Difference between two kinds of distributed training paradigm

From the document (Distributed communication package - torch.distributed — PyTorch 1.11.0 documentation) we can see there are two kinds of approaches that we can set up distributed training.

The first approach is to use multiprocessing.spawn() approach within one python file.

The second approach is to use torchrun or torch.distributed.launch.

I observed that there are slight different for initialize the process group.

For the first approach, it is

dist.init_process_group("nccl", rank=rank, world_size=2)

For the second approach, it is

torch.distributed.init_process_group(backend='nccl',
                                     init_method='env://')

As we can see the second approach specified the rank and world size, so what lead to such difference ?
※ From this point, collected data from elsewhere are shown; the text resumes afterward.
PR #691, opened 2017-09-08
listen for announces on init and linkup

ethan-stewart-iol:
Currently, if starting two instances of daemon_cl, they do not connect to each other because neither listens for announce messages. This changes them from sending announces to listening. They then start announcing after an ANNOUNCE_RECEIPT_TIMEOUT_EXPIRES event.

### DIFF
--- a/daemons/gptp/common/common_port.cpp
+++ b/daemons/gptp/common/common_port.cpp
@@ -550,7 +550,7 @@ bool CommonPort::processEvent( Event e )
 
 		// If port has been configured as master or slave, run media
 		// specific configuration. If it hasn't been configured
-		// start announce message time
+		// start listening for announce messages
 		if( clock->getPriority1() == 255 ||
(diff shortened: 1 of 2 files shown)


andrew-elder:
I'm not sure that I understand how doing startAnnounce() immediately is any different from waiting a constant timer delay time and then starting to send announce messages. Shouldn't it end up being the same?

ethan-stewart-iol:
The issue is that it never started listening for announce messages. It would be ok to start the `ANNOUNCE_RECEIPT_TIMEOUT_EXPIRES` timer as well as the `startAnnounce()`, however when the `ANNOUNCE_RECEIPT_TIMEOUT_EXPIRES` event is triggered, `startAnnounce()` is called (which would be redundant, but should work fine).

andrew-elder:
Does anyone else have any comments on this pull request? I think is it ok.

PR #693, opened 2017-09-19
Network interface string length consistency

bdthomsen:
More updates so that network interfaces include length for the rawsock type
prefix, and so the strncpy() commands use the extra length.
Also includes removal of some trailing whitespace.


andrew-elder:
This looks good to me. Anyone else?

PR #694, opened 2017-09-20
AAF returns appropriate max frame size for Talkers vs Listeners

bdthomsen:
Update to return more appropriate frame sizes based on Talker or Listener role.


lib/avtp_pipeline/map_aaf_audio/openavb_map_aaf_audio.c
```diff
@@ -433,6 +443,13 @@ void openavbMapAVTPAudioGenInitCB(media_q_t *pMediaQ)
 void openavbMapAVTPAudioTxInitCB(media_q_t *pMediaQ)
 {
 	AVB_TRACE_ENTRY(AVB_TRACE_MAP);
+	if (pMediaQ) {
+		media_q_pub_map_uncmp_audio_info_t *pPubMapInfo = pMediaQ->pPubMapInfo;
```
andrew-elder: pPubMapInfo does not seem to be used?

PR #695, opened 2017-09-25
Kernel update

jfornal:
This is a change that prevents compile error while trying to build the driver on kernel 4.9 version or higher. From that version, API of igb_ndo_set_vf_vlan method has changed - it requires additional argument. That code alteration maintains older kernel compatibility and has been created based on a similar change introduced to the regular igb driver.


andrew-elder:
Looks good to me too. Merging.

PR #698, opened 2017-09-29
Added logging support

bdthomsen:
AVTP Pipeline (openavb_host and openavb_harness) and AVDECC (openavb_avdecc)
have a new "-l" option to specify the filename of the log file to use.  If not
specified, then the behavior is unchanged, and stderr is used for logging.


andrew-elder:
Changes look good to me too - merging.

PR #700, opened 2017-10-04
Art and Logic apple vendor profile ptp changes.

rroussel:
These changes enable the support of the apple vendor ptp profile allowing interaction with apple proprietary ptp clocks. This implementation has been tested with the apple airplay SDK on a raspberry pi 3 running within a group of devices playing the same music stream.

To enable this feature one must build for the raspberry pi:
ARCH=RPI make clean all

NOTES:
1) The gptp_cfg.ini file must have the variables marked as "Apple Vendor PTP profile" set to the values within the default ini file for the code to work properly. Some tweaking of the priority1 value may be necessary to achieve the desired selection of best master clock for a given environment.

2) When in master state one must ensure that the unicast_send_nodes variable (in the ini file) is set with the IP addresses for the nodes to which ptp messages will be sent. This is a comma separated list of ipv4 or ipv6 addresses:
unicast_send_nodes = fe80::16f4:a1c4:8d8d:c5b1,192.168.0.188

3) An alternative to the use of the unicast_send_nodes ini variable is the use of the address registration message service. This allows other applications to register nodes at run time via socket communication. To use this interface set the ini variable address_registration_socket_port to the desired port number. For more detail about this interface please see addressapi.cpp

4) Though one can run the RPI build on any linux compatible hardware, the pulse per second interface will only run on the raspberry pi 3. This will set the physical pin number 11 (GPIO17) high once per second.


pinealservo:
Hi @rroussel,

This looks like an interesting patchset; if you are interested in getting the changes into the OpenAvnu repository, here are some recommendations to smooth things along:

1. Rebase your changes on top of open-avb-next
2. Break your changes into logical groups and submit as separate pull requests with the motivation for each

There seems to be quite a lot of refactoring to various files mixed in with feature-related changes; I am not opposed to cleanup or refactoring commits to make additional features more cleanly implementable, but it is difficult to tease out which changes are which when they're all interleaved together in a single pull request.

Due to how github manages pull requests, I'd recommend working on one small pull request at a time rather than trying to get the whole set queued up at once.

If you would rather just maintain your work as a separate fork, you are also welcome to make a pull request to a README that points to your repository for people interested in the Apple vendor PTP profile.

Thanks!

andrew-elder:
I would second the comments by @pinealservo. I would also thank you for the effort you have shown here - the changes look pretty good. I look forward to getting these changes merged in - just in smaller "bites"!

alecs2287:
Hello @rroussel,

Can I get the aPTP changes from somewhere? Or when do you plan to merge them in open-avb-next?

Thanks,
Alex

mxmora:
For the moment you can get the changes here:
https://github.com/rroussel/OpenAvnu/tree/ArtAndLogic-aPTP-changes

PR #701, opened 2017-10-06
appveyor

andrew-elder:


pinealservo:
Something is wrong with me, I am finding the watching of these streams of commits and the resulting build output strangely compelling.  Is this going to be the one that finally makes them both green?!

andrew-elder:
Sorry about all the noise. I wasn't set up to build linux gPTP here at home, so there was a bit much trial and error! But, on the bright side, both checks are now green!

PR #707, opened 2017-10-10
RFC: Simplify timeval & timespec redefinition fix

christopher-s-hall:
Eventually the additional #define can be removed, this is fixed in recent header files. I'm not sure if there are older header files that are even more broken that we want to support(?) I don't have very many installs to test against.


christopher-s-hall:
@pinealservo I think that sys/timex.h didn't exist at the time(?) I don't have any older Linux installs to consult. These headers have changed somewhat recently. Travis (and whichever distribution it's based on) requires the additional #define, but a Fedora 26 install doesn't.

PR #764, opened 2018-03-07
Port IGB_AVB to Linux v4.16-rc4

milloni:
This PR makes changes necessary to build the IGB_AVB kernel driver with Linux v4.16-rc4 (and hopefully 4.16, when it is released).

Changes:
- `ACCESS_ONCE` is no longer available, replaced with `READ_ONCE`
- `setup_timer` is no longer available, replaced with `timer_setup`


andrew-elder:
Thanks. This looks ok to me. Not sure why tavis is broken, but I think that is separate issue.

jfornal:
I approve as well - lately experienced similar issues while compiling under kernels newer than 4.15. This saves some of the work I would have to do anyway : )

PR #767, opened 2018-03-15
travis: Stick to meson version 0.44

aguedes:
Meson 0.45 was released recently and it requires Python 3.5 which is not
installed in travis environment. This patch changes .travis.yml so
version 0.44 is installed instead.


andrew-elder:
Great! I'm going to go ahead and merge this as the change is trivial.

PR #777, opened 2018-04-18
gptp : remove unnecessary sequence that try to delete pdelay request object.

jongwook-lee:
A object of pdelay_req is managed(create&delete) at ethe_port.
but it also could be deleted at a step for processing of pdelay_resp.

Those sequence should be deleted for some reasons below:
1. If pdelay_req is trigged in the middle of processing pdelay_resp, then 'null point exception' could be happened.
2. The available pdelay_req would(should) be kept until sending next pdelay_req. Becuase it is possible to receive correct pdelay_resp even after unexpected error at processing pdelay_rest.


andrew-elder:
Please resubmit pull request against branch open-avb-next. Thanks,

Issue #776, opened 2018-04-16
Possible dead lock when handling SYNC_RECEIPT_TIMEOUT_EXPIRES event


freddeng:
Hi,

I am using the PTP daemon (from https://github.com/rroussel/OpenAvnu) with AirPlay2 SDK and found a possible dead lock when SYNC_RECEIPT_TIMEOUT_EXPIRES is received.

Although this was found in the branch (https://github.com/rroussel/OpenAvnu), I assume the Master branch will be the same as this part of the code is the same.

What happens is that 
1. CommonPort::stopSyncReceiptTimer() or CommonPort::startSyncReceiptTimer() gets hold of syncReceiptTimerLock before calling clock->deleteEventTimerLocked()/addEventTimerLocked();
2. then SYNC_RECEIPT_TIMEOUT_EXPIRES is received and handled in LinuxTimerQueueHandler() and that gets hold of timerq->lock, later in the callback CommonPort::processSyncAnnounceTimeout() it will try to call startSyncReceiptTimer() which be blocked by step 1, in the meantime step 1 will be also blocked by the timer callback because it waits for timerq->lock.

I think normally startSyncReceiptTimer/stopSyncReceiptTimer will finish in a very short time so maybe it's not very obvious. But in my environment it looks like startSyncReceiptTimer/stopSyncReceiptTimer sometimes take ~100 ms to execute "syncReceiptTimerLock->lock()"so this happens quite often.

In my opinion, we could fix this by using just one lock, the one in TimerQueue, like add a new method in IEEE1588Clock called "readdEventTimerLocked":
void IEEE1588Clock::readdEventTimerLocked
(CommonPort *target, Event e, unsigned long long time_ns)
{
    if( getTimerQLock() == oslock_fail ) return;
	deleteEventTimer( target, e);
	addEventTimer( target, e, time_ns );
    if( putTimerQLock() == oslock_fail ) return;
}
And remove syncReceiptTimerLock completely from CommonPort to avoid this dead lock but I do not know if that is going to cause other side effects. 
Also maybe similar dead lock could happen for CommonPort::startSyncIntervalTimer and CommonPort::startAnnounceIntervalTimer but I am not entirely sure.

christopher-s-hall:
I'll have to take a closer look at the code, but I suspect syncReceiptTimerLock and friends were added when we added processing for signalling messages that modify the timers outside of the handler. I'm not immediately sure of the implications of removing those locks.

Would something like the following work:

[...]

PR #779, opened 2018-04-18
Fix the dead lock when handling SYNC_RECEIPT_TIMEOUT_EXPIRES event

freddeng:
This is to fix issue #776 by adding timer queue lock in startSyncReceiptTimer and stopSyncReceiptTimer.

### DIFF
--- a/daemons/gptp/common/avbts_clock.hpp
+++ b/daemons/gptp/common/avbts_clock.hpp
@@ -162,7 +162,9 @@ private:
 
     OSLock *timerq_lock;
 
-	/**
+public:
+	
+    /**
 	 * @brief  Add a new event to the timer queue
 	 * @param  target EtherPort target
 	 * @param  e Event to be added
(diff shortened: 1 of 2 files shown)


christopher-s-hall:
Can you use addEventTimer() and deleteEventTimer(), rather than the *Locked() version? The lock is already held before calling the lock function. I see the lock is recursive, but I think that's a mistake - probably a workaround for some signal handler that doesn't exist.

andrew-elder:
@christopher-s-hall - thanks for the comments!

freddeng:
Hi @christopher-s-hall , as far as I can see addEventTimer and deleteEventTimer are private so I didn't use them.

christopher-s-hall:
I'd say make them public.

freddeng:
OK, I will give that a go. How do I proceed on this one, should I close it and create a new pull request to include all changes?

andrew-elder:
You can add changes on top of this patch if you like.

andrew-elder:
This change now looks correct to me. What do you think @christopher-s-hall ?

PR #780, opened 2018-04-18
gptp : remove unnecessary sequence that try to delete pdelay request object.

jongwook-lee:
A object of pdelay_req is managed(create&delete) at ethe_port.
but it also could be deleted at a step for processing of pdelay_resp.
Thus, there is a race condition.

Those sequence should be deleted for some reasons below:
1. If pdelay_req is trigged in the middle of processing pdelay_resp, then 'null point exception' could be happened.
2. The available pdelay_req would(should) be kept until sending next pdelay_req. Becuase it is possible to receive correct pdelay_resp even after unexpected error at processing pdelay_rest.

### DIFF
--- a/daemons/gptp/common/ptp_message.cpp
+++ b/daemons/gptp/common/ptp_message.cpp
@@ -1818,8 +1818,6 @@ void PTPMessagePathDelayRespFollowUp::processMessage
 	port->setPeerOffset( request_tx_timestamp, remote_req_rx_timestamp );
 
  abort:
-	delete req;
-	eport->setLastPDelayReq(NULL);
 	delete resp;
 	eport->setLastPDelayResp(NULL);
 


andrew-elder:
@christopher-s-hall - any comments? It looks ok to me.

bdthomsen:
The "goto abort" on line 1573 is problematic.  eport is NULL, and the req and resp pointers are undefined, so nothing good will come from going to the abort logic from that point.  I suspect a simple "return" is the correct behavior.

jongwook-lee:
thank you @bdthomsen for feedback.
The exception could be happened when normal status, you can see the details at first comment i made.
Actually, It is caused by that two threads manage one resource(the instance of req)..
So we need  to choose one of two options to resolve it:
1. add a algorithm for shared memory such as mutex, semaphore...
2. just delete it from one thread if it is unnecessary.
and i've just suggested second option.

andrew-elder:
While the comment by @bdthomsen is a good one, how about we create a separate issue for it? It seems like an additional observation that is outside the scope of this pull request.

andrew-elder:
I just reread the comments - my previous comment may be incorrect!

bdthomsen:
I'm fine with handling it either way.

christopher-s-hall:
I'm happy with it as-is

PR #792, opened 2018-06-05
Remove verbiage from OpenAVnu Readme referring to Intel submission checking

christopher-s-hall:
Intel does not check any non-Intel code submissions

### DIFF
--- a/daemons/gptp/common/common_tstamper.hpp
+++ b/daemons/gptp/common/common_tstamper.hpp
@@ -73,6 +73,15 @@ public:
 	}
 
 	/**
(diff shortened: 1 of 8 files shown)


andrew-elder:
This pull request has 2 distinct commits. @christopher-s-hall, was the intent to update readme AND add the monotonic raw clock option? Do you mind splitting in to 2 pull requests? If you like you can change the readme, do the pull request and merge it yourself. It's only a text change and it looked fine to me. Then we can leave the monotonic clock part for a more detailed review.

I also tried to use mp.spawn to start distributed training without specifying the rank and world size, and it yield error says RuntimeError: Address already in use. So what lead to this problem ?

My guess is that torchrun automatically sets the appropriate rank and world_size for you. cc @Kiuk_Chung to confirm.

This is likely because your previous training run might still be running and using the old port. Or the port specified in MASTER_PORT is being used by something else.

Yes @pritamdamania87 is correct. torch.multiprocessing.spawn() is a more lower level API. In fact torchrun uses torch.multiprocessing under the hood to invoke multiple copies of the user’s main method when the main method is passed as a function.

Since torchrun is a higher level tool, it sets up all the context and environment variables that torch.distribued.init_process_group() expects so that as a user, you only need to pass the backend parameter. (FYI - you don’t even need to pass init_method since env:// is the default one).

In short, use torchrun when you can, and use torch.multiprocessing.spawn() when you need to.